Тем не менее, рука Альбера становилась отнюдь не увереннее, а, напротив, все легче и бесплотнее: сегодня он удовлетворился этими целомудренными объятиями, беспечным весом этой хрупкой груди, в которой сердце билось уже слабее; этим твердым и гладким животом, мало-помалу расслаблявшимся; и этим органом, который все еще торчал, но уже успокаивался. Молодежь быстро засыпает снова, и минуту спустя Альбер заметил, что Рамир вновь уронил голову и задремал. Рука Альбера стала еще неосязамее и вскоре замерла. Глядя на спящего ребенка и слушая его дыхание, он беспрестанно думал о другом, как ни пытался о нем забыть, и душа его наполнялась самым нежным состраданием.
«Я знаю, что мы движемся вперед, лишь отталкивая назад прошлое. Согласно легенде, за то, что Лотова жена оглянулась, она превратилась в соляной столп, иными словами, в застывшие слезы. Обращенный в будущее Лот переспал со своими дочерьми. Да будет так».
А. Жид, «Новые яства»
Возможно, уместно будет задать по этому поводу несколько вопросов.
Например:
Из какого греховного города (учитывая, что их было пять) выходил Лот, когда обрушился небесный пожар? Не был ли это именно Содом?
Позволил бы Лот себе такие же вольности, если бы на месте дочерей оказались сыновья?

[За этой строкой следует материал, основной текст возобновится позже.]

PR #717, opened 2019-07-16
Alternative copywriting for change log footer link

michaelklishin:
Per discussion with @gerhard.

### DIFF
--- a/priv/www/js/tmpl/layout.ejs
+++ b/priv/www/js/tmpl/layout.ejs
@@ -49,6 +49,6 @@
     <li><a href="https://www.rabbitmq.com/services.html" target="_blank">Commercial Support</a></li>
     <li><a href="https://www.rabbitmq.com/plugins.html" target="_blank">Plugins</a></li>
     <li><a href="https://www.rabbitmq.com/github.html" target="_blank">GitHub</a></li>
-    <li><a href="https://www.rabbitmq.com/changelog.html" target="_blank">Changelog</a></li>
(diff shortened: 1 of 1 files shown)


gerhard:
This is a step in the right direction. Would it be possible to add the rabbitmq_management version to this link? I'm thinking e.g.:

```diff
- <li><a href="https://www.rabbitmq.com/changelog.html" target="_blank">Latest Release</a></li>
+ <li><a href="https://www.rabbitmq.com/changelog.html?v=3.8.0" target="_blank">Latest Release</a></li>
```

michaelklishin:
My idea was to make the link more "catchy" without pinning to a particular version. What you're suggesting would make more sense for the version number link (not a part of this PR).

gerhard:
The version number would be tied to the rabbitmq_management that the user is accessing the link from.

For example, if I am running RabbitMQ v3.8.0-rc.1, the link in the Managemet UI would be `https://www.rabbitmq.com/changelog.html?v=3.8.0-rc.1`

The goal is to have a non-intrusive way of seeing which RabbitMQ version users are coming from when they check the latest RabbitMQ version.

michaelklishin:
That would require a different solution. This simply highlights the link that might have been not very prominent. Currently site analytics is not in a position to easily collect query arguments.

We agreed to look into a plugin that would collect such telemetry (and as all plugins, would be opt-in).
Note that products that build on top can choose to enable such plugin by default.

К тому же, раз не было необходимости заселять землю вновь, акт Лота, в сущности, еще более предосудителен с точки зрения общепринятой Морали, озабоченной лишь продолжением рода. Состояние опьянения, в котором, как утверждается, он и совершил это так называемое злодеяние, не является оправданием, а совсем напротив: некоторые поступки обретают полное и исчерпывающее значение, лишь когда они совершаются в полном сознании.
Правда, как на смягчающее обстоятельство ссылаются на то, что это были дочери, а значит, женщины. Однако позволительно требовать того же, если бы это были сыновья, а значит, мужчины. Вдобавок, смягчающее обстоятельство здесь — всего лишь иносказание: речь идет просто о независимости.
Не считая этого, дочери Лота были, возможно, мальчиками.
Рассвет, сменивший одну из самых прекрасных ночей чудесного позднего лета, едва пробивался сквозь полуоткрытые жалюзи, и Ролан, облокотившись на подушку, вновь залюбовался Андре, растянувшимся рядом и все еще глубоко погруженным в тот лимб, что предшествует пробуждению. Андре вдруг провалился в сон с той восхитительной беспорядочностью, которая увековечивает в спящих телах юношей самые тайные любовные движения. Подчиняясь очаровательному эгоизму этого возраста, он разлегся прямо на груди у Ролана, подложив одну его руку под голову и Ролан, несмотря на неудобства, старался не потревожить ребенка. Время от времени впадая в смутную дремоту, он старался не заснуть, дабы соединить свою любовную усталость с той истомой, которой так жадно предавался Андре. В конце концов, что еще оставалось делать, кроме как рассматривать до потери зрения волнистое, нагое юное чудо, чьи изгибы повторяли излучины его собственного тела, тем более что он в очередной раз насладился самыми упоительными его прелестями?